Sunday, December 18, 2022

This stupid funk


I honestly have to get myself out of this funk that I’ve been in for the last seven months.  I have been so emotionally damaged since May of this year.  I’ve never had my heart broken like this before.  I have my good days but those are really rare.  I get up every morning and go to work.  I come home to an empty place and you h do nothing.  I try and go do some photography after work but it’s dark half an hour after I leave work.  Winters absolutely suck in Canada.  You have really short days and long nights.  The days are cold and the nights are even colder.  My heart is just charcoal.  It’s essentially dead.  Every date I’ve had was essentially a disaster.  The women online that I meet through the dating sites are total and complete unreliable flakes.

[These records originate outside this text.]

PR #1735, opened 2022-06-23
`DeviceCache`: added default `sandboxEnvironmentDetector` value

NachoSoto:
Turns out that `purchases-hybrid-common` relied on the previous constructor.
For backwards compatibility, we can provide this default value.


NachoSoto:
Oh I got this wrong never mind.

PR #1736, opened 2022-06-23
`FatalErrorUtil`: don't override `fatalError` on release builds

NachoSoto:
This hack is useful for tests, but since it's not needed in production, better to avoid compiling it and overriding Swift's `fatalError`.


aboedo (approved):
good call

PR #2381, opened 2023-03-24
`SubscriberAttributesManagerIntegrationTests`: fixed flaky failures

NachoSoto:
Turns out we had already solved this race condition in #1492 that lead to flaky failures,
but it was only in `BaseStoreKitIntegrationTests`. This moves it up to `BaseBackendIntegrationTests` so that
`SubscriberAttributesManagerIntegrationTests` can use it too.

Fixes https://app.circleci.com/pipelines/github/RevenueCat/purchases-ios/10501/workflows/cb6dbf22-cda8-4c41-875b-04b489992631/jobs/61135


NachoSoto:
Integration tests passed with no retries 🎉

aboedo (approved):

The only things that keep me going now are just 2 or 3 friends that I hang out with regularly, my job and my photography.  I have to find a side gig to pay off my crippling debt that the ex girlfriend left me with.  I now have to pay for the whole rent for the apartment.  I have to pay for all my food.  Internet, phone, car insurance, hydro, rent.  All on me.  I get that I’m an adult and I don’t want to be a parasite on someone, let alone society.  I just feel very alone and isolated.  The thing I miss the most is coming home to someone and going to bed alone.  

In the spring of 2023, I’ll be moving myself to Calgary, Alberta.  I just can’t stay here in Ottawa anymore.  I’m just done.  I’m so bored with the city, with everything.  I’m just going to find a room in a house somewhere and pay my $600 a month.  I literally have no one to rely on.  Just myself.  I know I’m not the only one in this situation.  And I know most people have it worse than myself.

I think, from now on, I’m going to spend the rest of my life alone.  That is quite sad to say at the age of 47.  But the way things are going right now with society, with women who want to act like and be men, it’s just not worth dating anymore.  All you have is miserable single mothers who have unbelievably high standards that for most guys are unattainable.  95% of women now go after the 1% of guys who make $100,000, are over 6 feet tall and whatever else.  I hope things change in the coming months.  I’m 47.  I don’t go to clubs, bars.  I spend the majority of my time alone.  

I need to change my location.  I need to change me.  I need to be in the mountains.  I was there in 2017 for 4 months and I was happy.  Driving and seeing the mountains.  Walking in the mountains and breathing the fresh air.  Taking pictures and videos.  That was the best time of my life.  I have to recapture that.